The Chronicon Aquitanicum is a set of annals covering the years 830 to 930 with several gaps and an added notice on the year 1025. It is found in the "great encyclopedia codex", BN lat. 5239, of the Abbey of Saint Martial at Limoges. Its entries are annotations on an Easter cycle.

The Chronicon was first published by Philippe Labbe in 1653. It was next published in 1717 by Edmond Martène and Ursin Durand under the title Breve chronicon Normannicum sive Britannicum ("Short Chronicle of the Northmen, or Britons"). Georg Pertz edited it for a third time for the Monumenta Germaniae Historica in 1829, using the title by which it is most commonly known.

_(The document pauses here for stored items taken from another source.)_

PR #177, opened 2017-04-17
changed frame for HERB3

pengjujin:
changed the frame used by rviz and took out  the unneeded print statements in perception

### DIFF
--- a/src/perception/AprilTagsModule.cpp
+++ b/src/perception/AprilTagsModule.cpp
@@ -116,7 +116,6 @@ bool AprilTagsModule::detectObjects(const dart::simulation::WorldPtr& env, ros::
 				
 			if(env_skeleton == nullptr){
 				// Getting the model for the new object
-				std::cout << "getting new thing" << std::endl;
 				is_new_skel = true;
 				dart::utils::DartLoader urdfLoader;
 				skel_to_update = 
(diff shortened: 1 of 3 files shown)


mkoval:
No! This is **not** the correct way to fix this. Please revert this change ASAP.

mkoval:
The correct way to make this change is to make the `frame_id` a variable. This is actually relativley painless to implement by adding a `frame_id` argument to the `InteractiveMarkerViewer` constructor that gets passed down to all of the other `*Marker` classes that it constructs (for `BodyNode`s, etc). 

More importantly, switching from `frame_id` to `base_footprint` is likely *not* the correct fix for whatever the problem is. We typically use `map` as the "fixed frame" for visualization, collision checking, etc. because it remains stationary while the robot moves (or, at least, _should_ remain stationary if HERB's localization system is working properly). If we change this frame to `base_footprint`, I suspect that the visualization will be quite broken as soon as HERB begins to move around the environment.

If the issue is simply that the visualization does not work when localization is not running, then we probably should start a `static_transform_publisher` that emulates the localization stack by publishing an identity transformation from `/map` to `/odom` and `/odom` to `/base_link`.

brianhou:
@pengjujin can you make these changes? Thanks!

The Chronicon draws on the Annales Engolismenses for much of its information. Both sets of annals were used by Adhemar of Chabannes in composing his Historiae. In 1025, while copying from BN lat. 5239, he added marginal notes of his own to the codex. He returned to Limoges in 1026/7 to add a notice for the year 1025 to the Chronicon, recording the deaths of Emperors Henry II (who actually died in 1024) and Basil II. His notice appears right beneath another already added by another scribe, recording the death of the Viscount Guy of Limoges on 27 October of that year and his burial at Saint Martial's. The notice for 1025 is the only one added after the annals were compiled late in the tenth century. The "false precision" of Adhemar's annal—Henry did not die in the same twelve-month period as Basil, nor did Conrad immediately succeed him—indicates a "sense of global drama and continuity" characteristic of the "excited optimism that reigned at Limoges".

==Sources==
- Landes, Richard Allen. Relics, Apocalypse, and the Deceits of History: Ademar of Chabannes, 989–1034. Harvard University Press, 1995.